§ **GIVEN DATA**
* * *

Issue #70, opened 2015-11-06
Clarify how clipping is computed when rootMargin is set


szager-chromium:
What happens when a target element transitions from outside of rootMargin to within rootMargin of the root or visual viewport, but it is clipped by one of its other ancestors?

szager-chromium:
ojan@ says: if the target is clipped by something other than the root element (or viewport), then it should *not* generate intersection events.

ojanvafai:
Lets add a note to the processing model to this effect to make it clear.

PR #93, opened 2016-02-04
Clarify that rootMargin is only applied to root.

szager-chromium:
Issue #70

### DIFF
--- a/index.bs
+++ b/index.bs
@@ -174,11 +174,9 @@ interface IntersectionObserver {
 		3. Set |this|.{{IntersectionObserver/root}} to
 			|options|.{{IntersectionObserverInit/root}}
 		4. Attempt to <a>parse a root margin</a>
-			from |options|.{{IntersectionObserverInit/rootMargin}}.
-			If a list is returned,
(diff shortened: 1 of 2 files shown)


mpb:
|options.rootMargin| doesn't look correct in the bikeshed output.

index.bs
```diff
@@ -174,11 +174,9 @@ interface IntersectionObserver {
 		3. Set |this|.{{IntersectionObserver/root}} to
 			|options|.{{IntersectionObserverInit/root}}
 		4. Attempt to <a>parse a root margin</a>
-			from |options|.{{IntersectionObserverInit/rootMargin}}.
-			If a list is returned,
+			from |options.rootMargin|.  If a list is returned,
```
mpb: This line doesn't seem to translate correctly into _options.rootMargin_ in the output html.

szager-chromium: Fixed, also added some more verbiage to the threshold attribute description.

szager-chromium:
ping

ojanvafai:
lgtm

Issue #62, opened 2015-10-30
properly spec clip rect


ojanvafai:
"ISSUE2 TBD: Do the clip rects include clip-path and other clipping properties or just overflow clipping?"

@tabatkins and I just discussed this and we think that we should only take overflow clipping into account. That's the only reasonable think for the non-malicous use cases. For the malicious ones we're going to need to do something else entirely anyways since it need to take masks, etc into account (any masked region would count as clipped regardless of what the mask does).

So, the only thing we need here is to remove ISSUE 2 and to find a well-defined definition of "clip rect" for overflow clipping. @tabatkins says he can help with the latter.

szager-chromium:
Upon further discussion, let's honor overflow and css clipping, but not masking or occlusion.

PR #98, opened 2016-02-14
Add algorithm for computing intersection rect.

szager-chromium:
Issue #62 

Not sure if this level of detail is too agonizing or not, please advise.


slightlyoff:
LGTM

* * *

Going through the material above, tally each line holding the word "just", then give the total and nothing else.

§ **REPLY TO THE EXERCISE**
2